Close up of senior woman opening UK energy bill concerned energy direct debit

Energy companies sitting on more than £3 billion worth of consumer credit

Campaigners urge households to reclaim energy credit from suppliers ahead of household bills falling in July

Campaigners are urging households to reclaim credit they have built up with their energy supplier in order to ‘reset’ direct debit payments that remain high as prices drop.

Figures from Uswitch suggest UK energy suppliers are currently retaining more than £3 billion worth of customer credit, with almost a third of UK households (32%) in credit all year.

Warm This Winter calculated that the combined bank interest likely to have been earned by firms from customer credit balances was at least £159 million in 2023 alone.

Warm This Winter spokeswoman Fiona Waters said: 

‘Energy companies are sitting on over £3 billion of bill payers’ money whilst providing an appalling service in many cases and making billions in profits.’

Your energy rights

Read our advice on when you can claim compensation for poor energy supplier customer service, how to get money back if you’ve had a power cut and what to do if you’re struggling to pay your energy bill.

Household energy bills set to fall in July

The typical household energy bill will fall by £122 a year from July, but will still remain well above pre-pandemic levels. The fall reflects drops in wholesale energy prices – the amount energy firms pay for gas and electricity before supplying it to households.

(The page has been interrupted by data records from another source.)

PR #97, opened 2021-10-31
#87: Ensure proper mirroring of edge storage

### LINKED ISSUE #87: Ensure proper mirroring of edge storage
By default we should assume that every edge `A -- x --> B` should be stored as `sent x to B` on `A ` **and** `received x from A` on  `B`. This is what pseudo-random samplers are doing; however VT traces do **not** store both entries. Therefore, we should by default ensure that such edges are properly "mirrored" in the LBAF data when read from such traces.

It could be useful to have the option (`OFF` by default) to deactivate this mirroring, to allow for, e.g., non-symmetrical load-balancing strategies; or, for the case where traces would already represent directed edges in both sides.

marcinwrobel1986:
- changed config file
- enchances populated from samplers option
- added communication reading

resolve #87

### DIFF
--- a/src/Applications/LBAF.py
+++ b/src/Applications/LBAF.py
@@ -308,15 +308,6 @@ class ggParameters:
             self.usage()
             sys.exit(1)
 
-        # # Checking if log dir exists, if not, checking if dir exists in project path
-        # if os.path.isdir(os.path.abspath(os.path.split(self.log_file)[0])):
-        #     self.log_file = os.path.abspath(self.log_file)
-        # elif os.path.isdir(os.path.join(project_path, os.path.split(self.log_file)[0])):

The energy price cap was introduced by the Government in January 2019 and sets a maximum price that energy suppliers can charge consumers in England, Scotland and Wales for each kilowatt hour (kWh) of energy they use.

It aims to ensure that prices for customers on default energy tariffs are a fair reflection of the cost paid by suppliers for wholesale energy, and that the profit firms make is capped.

Ofgem sets its cap every three months as the average amount paid by the typical household.

It is important to note though that Ofgem’s cap does not set a maximum amount for the actual bill households receive – those who use more than the average amount will pay more, and those who use less will pay less.

Energy is regulated separately in Northern Ireland, where prices are also falling.

The Warm This Winter campaign, while stressing that customers should not cancel their direct debits as this could lead to higher unit costs being imposed on households, said early summer was the ideal time to reset energy payments for the year ahead.

Suppliers sitting on credit for many low income households

Research by the campaign suggests that 38% of those in permanent credit live in households with low incomes, and who may have cut back on energy use or other essentials because their energy direct debits are too high.

Simon Francis, coordinator of the End Fuel Poverty Coalition, said: ‘It’s highly concerning that low income households may have been charged too much on their direct debits, leaving them to struggle to make ends meet during the cost-of-living crisis.

‘With the huge sums being earned in interest by the energy firms, the least they can do is make sure that credit balances are not running too high, direct debits are set appropriately and the interest they have earned is either paid back to consumers or used to cancel energy debt of those most in need.

‘Of course, customers should use caution when claiming back as their direct debits may be increased by their energy firm, but making sure a supplier has a regular meter reading is the best way to ensure accurate bills.’

Jan Shortt, general secretary of the National Pensioners Convention, said: ‘People have been struggling to pay their bills and it is shocking to learn that these bills may have been set far too high.

‘Some energy suppliers will act and give credit back, most don’t so consumers need to know how to get their credit back.’

How to claim back credit on your energy bill

An Ofgem spokeswoman said: ‘Most customers build up credit during the warmer summer months which helps spread costs through the cold winter months when they use more energy.

‘However, while reasonable credit balances can help people manage their bills, consumers have the right to request credit back and should discuss their individual circumstances with their supplier.’

The steps for claiming back credit will vary depending on your supplier but should be straightforward. Simply: 

  • Ensure your meter readings are up to date.
  • Check your energy bill or online account and see whether you are in credit or debit.
  • If you are in credit, contact your energy company to request it back.

Warm This Winter has published more guidance on how you can claim back credit.

Before you take action, check that you are able to afford to pay more on monthly bills as energy firms may increase your direct debit if you withdraw your credit. If the forecasts are accurate, however, the cap will rise again in October.

Energy UK deputy chief executive Dhara Vyas said: ‘Suppliers do aim to set direct debits at a level that means accounts are in balance after winter – when higher energy usage can cancel out the lesser amount used over summer.

‘Such calculations are based on factors like previous consumption, so if there is a mild winter – as we have just had – and customers consequently use less energy than expected, that can lead to higher credit balances.

If your energy firm refuses to refund your credit, you should first complain to your supplier. You can take up a case against them with the independent Energy Ombudsman if you’re not happy with their response.

Vyas added: ‘It should also be stressed that while some suppliers have returned to profit this year, Ofgem has highlighted that they collectively lost £4 billion in the previous four years and while the figures are not directly comparable, the amount of customer debt also currently stands at £3.2 billion and remains a huge concern for the industry.’